Data extracts |

PR #955, opened 2020-06-30
Allow Suggestions to be replaced

jmarolf:
prerequisite to enable https://github.com/dotnet/format/pull/711 to be merged

### DIFF
--- a/src/System.CommandLine.Tests/SuggestDirectiveTests.cs
+++ b/src/System.CommandLine.Tests/SuggestDirectiveTests.cs
@@ -22,10 +22,10 @@ namespace System.CommandLine.Tests
         public SuggestDirectiveTests()
         {
             _fruitOption = new Option<string>("--fruit");
-            _fruitOption.Argument.SuggestionSources.Add( new[] { "apple", "banana", "cherry" });
+            _fruitOption.Argument.Suggestions.Add( new[] { "apple", "banana", "cherry" });
 
             _vegetableOption = new Option<string>("--vegetable");
-            _vegetableOption.Argument.SuggestionSources.Add(new[] { "asparagus", "broccoli", "carrot" });
+            _vegetableOption.Argument.Suggestions.Add(new[] { "asparagus", "broccoli", "carrot" });
 
             _eatCommand = new Command("eat")
             {
--- a/src/System.CommandLine.Tests/SuggestDirectiveTests.cs
+++ b/src/System.CommandLine.Tests/SuggestDirectiveTests.cs
@@ -21,11 +21,11 @@ namespace System.CommandLine.Tests
 
         public SuggestDirectiveTests()
         {
-            _fruitOption = new Option<string>("--fruit");
-            _fruitOption.Argument.Suggestions.Add( new[] { "apple", "banana", "cherry" });
+            _fruitOption = new Option<string>("--fruit")
+                .AddSuggestions("apple", "banana", "cherry");
 
-            _vegetableOption = new Option<string>("--vegetable");
-            _vegetableOption.Argument.Suggestions.Add(new[] { "asparagus", "broccoli", "carrot" });
+            _vegetableOption = new Option<string>("--vegetable")
+                .AddSuggestions("asparagus", "broccoli", "carrot");
 
             _eatCommand = new Command("eat")
             {
--- a/src/System.CommandLine.Tests/SuggestDirectiveTests.cs
+++ b/src/System.CommandLine.Tests/SuggestDirectiveTests.cs
@@ -2,7 +2,6 @@
 // Licensed under the MIT license. See LICENSE file in the project root for full license information.
 
 using System.CommandLine.Builder;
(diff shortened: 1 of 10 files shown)


src/System.CommandLine/ArgumentExtensions.cs
```diff
@@ -41,6 +61,17 @@ public static class ArgumentExtensions
 
             return argument;
         }
+
+        public static TArgument WithAutomaticallyGenerateSuggestionsBasedOnTypee<TArgument>(
```
KathleenDollard, line 65: Typo: ...OnTypee

jonsequitur:
Please add some tests. One test that would really help clarify the scenario is the one we discussed where you're parsing to an enum allowing a number of "alias" values.

jmarolf:
> Please add some tests. One test that would really help clarify the scenario is the one we discussed where you're parsing to an enum allowing a number of "alias" values.

sure thing I was going to wait to see if there was any desire to take this API first

jmarolf:
updated with tests

jmarolf:
all I need really is the ability to disable `SuggestionSource.ForType(ArgumentType).GetSuggestions(textToMatch)` for enums

src/System.CommandLine.Tests/SuggestDirectiveTests.cs
```diff
@@ -273,5 +277,149 @@ public async Task It_does_not_repeat_suggestion_for_already_specified_bool_optio
...
+                    Argument = new Argument<LogLevel?>(parse: ParseLogLevel)
+                }
+            };
+
+            var console = new TestConsole();
+            var parser = new CommandLineBuilder(command)
+             .UseDefaults()
+             .Build();
+
+            var result = parser.Parse($"[suggest:13] \"--verbosity\"");
```
jonsequitur, line 296: You can simplify this by skipping the builder and just doing `command.Parse`.

src/System.CommandLine.Tests/SuggestDirectiveTests.cs
```diff
@@ -273,5 +277,149 @@ public async Task It_does_not_repeat_suggestion_for_already_specified_bool_optio
                    .Should()
                    .NotContain("--bool-option");
         }
+
+        [Fact]
+        public async Task Deafault_Enum_suggestions_match_Enum_member_Names_Even_with_custom_parser() {
```
jonsequitur, line 282: These tests can be a little more focused and specific by moving them to `SuggestionTests` and following the approach there, which is to call `GetSuggestions` directly. No need to assert on the console output.

src/System.CommandLine.Tests/SuggestDirectiveTests.cs
```diff
@@ -22,11 +24,11 @@ public class SuggestDirectiveTests
 
         public SuggestDirectiveTests()
         {
-            _fruitOption = new Option<string>("--fruit")
-                .WithSuggestions("apple", "banana", "cherry");
+            _fruitOption = new Option<string>("--fruit");
+            _fruitOption.Argument.SuggestionSources.Add( new[] { "apple", "banana", "cherry" });
```
jmarolf, line 28: This is the one place that feels like a take-back in the API. I could add a `AddSuggestions` to `Option` to improve this.

src/System.CommandLine.Tests/SuggestionTests.cs
```diff
@@ -997,6 +993,40 @@ public void When_there_are_multiple_arguments_then_suggestions_are_only_offered_
...
+            }
+
+            [Fact]
+            public void Enum_suggestions_can_be_configured_without_list_clear()
+            {
+                var command = new Command("the-command")
+                {
+                    new Argument<LogLevel?>()
+                    {
+                        SuggestionSources = { "q", "quiet", "m", "minimal", "n", "normal", "d", "detailed", "diag", "diagnostic" }
```
jonsequitur, line 1021: Seeing this written this way, it looks like it would read much more naturally as:

```cs
Suggestions = { "q", "quiet", "m", "minimal", "n", "normal", "d", "detailed", "diag", "diagnostic" }
```

src/System.CommandLine.Tests/System.CommandLine.Tests.csproj
```diff
@@ -21,6 +21,7 @@
   <ItemGroup>
     <PackageReference Include="ApprovalTests" Version="5.2.2" />
     <PackageReference Include="FluentAssertions" Version="5.10.3" />
+    <PackageReference Include="Microsoft.Extensions.Logging.Abstractions" Version="3.1.5" />
```
jonsequitur, line 24: If we're just adding a dependency for the purpose of the one enum, it would be better just to introduce an enum or use one that's already defined in the BCL.

src/System.CommandLine.Tests/SuggestDirectiveTests.cs
jonsequitur: I like that idea.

Instructions for the task | Print every entry exactly.

Reply |
PR #955, opened 2020-06-30
Allow Suggestions to be replaced

jmarolf:
prerequisite to enable https://github.com/dotnet/format/pull/711 to be merged

### DIFF
--- a/src/System.CommandLine.Tests/SuggestDirectiveTests.cs
+++ b/src/System.CommandLine.Tests/SuggestDirectiveTests.cs
@@ -22,10 +22,10 @@ namespace System.CommandLine.Tests
         public SuggestDirectiveTests()
         {
             _fruitOption = new Option<string>("--fruit");
-            _fruitOption.Argument.SuggestionSources.Add( new[] { "apple", "banana", "cherry" });
+            _fruitOption.Argument.Suggestions.Add( new[] { "apple", "banana", "cherry" });
 
             _vegetableOption = new Option<string>("--vegetable");
-            _vegetableOption.Argument.SuggestionSources.Add(new[] { "asparagus", "broccoli", "carrot" });
+            _vegetableOption.Argument.Suggestions.Add(new[] { "asparagus", "broccoli", "carrot" });
 
             _eatCommand = new Command("eat")
             {
--- a/src/System.CommandLine.Tests/SuggestDirectiveTests.cs
+++ b/src/System.CommandLine.Tests/SuggestDirectiveTests.cs
@@ -21,11 +21,11 @@ namespace System.CommandLine.Tests
 
         public SuggestDirectiveTests()
         {
-            _fruitOption = new Option<string>("--fruit");
-            _fruitOption.Argument.Suggestions.Add( new[] { "apple", "banana", "cherry" });
+            _fruitOption = new Option<string>("--fruit")
+                .AddSuggestions("apple", "banana", "cherry");
 
-            _vegetableOption = new Option<string>("--vegetable");
-            _vegetableOption.Argument.Suggestions.Add(new[] { "asparagus", "broccoli", "carrot" });
+            _vegetableOption = new Option<string>("--vegetable")
+                .AddSuggestions("asparagus", "broccoli", "carrot");
 
             _eatCommand = new Command("eat")
             {
--- a/src/System.CommandLine.Tests/SuggestDirectiveTests.cs
+++ b/src/System.CommandLine.Tests/SuggestDirectiveTests.cs
@@ -2,7 +2,6 @@
 // Licensed under the MIT license. See LICENSE file in the project root for full license information.
 
 using System.CommandLine.Builder;
(diff shortened: 1 of 10 files shown)


src/System.CommandLine/ArgumentExtensions.cs
```diff
@@ -41,6 +61,17 @@ public static class ArgumentExtensions
 
             return argument;
         }
+
+        public static TArgument WithAutomaticallyGenerateSuggestionsBasedOnTypee<TArgument>(
```
KathleenDollard, line 65: Typo: ...OnTypee

jonsequitur:
Please add some tests. One test that would really help clarify the scenario is the one we discussed where you're parsing to an enum allowing a number of "alias" values.

jmarolf:
> Please add some tests. One test that would really help clarify the scenario is the one we discussed where you're parsing to an enum allowing a number of "alias" values.

sure thing I was going to wait to see if there was any desire to take this API first

jmarolf:
updated with tests

jmarolf:
all I need really is the ability to disable `SuggestionSource.ForType(ArgumentType).GetSuggestions(textToMatch)` for enums

src/System.CommandLine.Tests/SuggestDirectiveTests.cs
```diff
@@ -273,5 +277,149 @@ public async Task It_does_not_repeat_suggestion_for_already_specified_bool_optio
...
+                    Argument = new Argument<LogLevel?>(parse: ParseLogLevel)
+                }
+            };
+
+            var console = new TestConsole();
+            var parser = new CommandLineBuilder(command)
+             .UseDefaults()
+             .Build();
+
+            var result = parser.Parse($"[suggest:13] \"--verbosity\"");
```
jonsequitur, line 296: You can simplify this by skipping the builder and just doing `command.Parse`.

src/System.CommandLine.Tests/SuggestDirectiveTests.cs
```diff
@@ -273,5 +277,149 @@ public async Task It_does_not_repeat_suggestion_for_already_specified_bool_optio
                    .Should()
                    .NotContain("--bool-option");
         }
+
+        [Fact]
+        public async Task Deafault_Enum_suggestions_match_Enum_member_Names_Even_with_custom_parser() {
```
jonsequitur, line 282: These tests can be a little more focused and specific by moving them to `SuggestionTests` and following the approach there, which is to call `GetSuggestions` directly. No need to assert on the console output.

src/System.CommandLine.Tests/SuggestDirectiveTests.cs
```diff
@@ -22,11 +24,11 @@ public class SuggestDirectiveTests
 
         public SuggestDirectiveTests()
         {
-            _fruitOption = new Option<string>("--fruit")
-                .WithSuggestions("apple", "banana", "cherry");
+            _fruitOption = new Option<string>("--fruit");
+            _fruitOption.Argument.SuggestionSources.Add( new[] { "apple", "banana", "cherry" });
```
jmarolf, line 28: This is the one place that feels like a take-back in the API. I could add a `AddSuggestions` to `Option` to improve this.

src/System.CommandLine.Tests/SuggestionTests.cs
```diff
@@ -997,6 +993,40 @@ public void When_there_are_multiple_arguments_then_suggestions_are_only_offered_
...
+            }
+
+            [Fact]
+            public void Enum_suggestions_can_be_configured_without_list_clear()
+            {
+                var command = new Command("the-command")
+                {
+                    new Argument<LogLevel?>()
+                    {
+                        SuggestionSources = { "q", "quiet", "m", "minimal", "n", "normal", "d", "detailed", "diag", "diagnostic" }
```
jonsequitur, line 1021: Seeing this written this way, it looks like it would read much more naturally as:

```cs
Suggestions = { "q", "quiet", "m", "minimal", "n", "normal", "d", "detailed", "diag", "diagnostic" }
```

src/System.CommandLine.Tests/System.CommandLine.Tests.csproj
```diff
@@ -21,6 +21,7 @@
   <ItemGroup>
     <PackageReference Include="ApprovalTests" Version="5.2.2" />
     <PackageReference Include="FluentAssertions" Version="5.10.3" />
+    <PackageReference Include="Microsoft.Extensions.Logging.Abstractions" Version="3.1.5" />
```
jonsequitur, line 24: If we're just adding a dependency for the purpose of the one enum, it would be better just to introduce an enum or use one that's already defined in the BCL.

src/System.CommandLine.Tests/SuggestDirectiveTests.cs
jonsequitur: I like that idea.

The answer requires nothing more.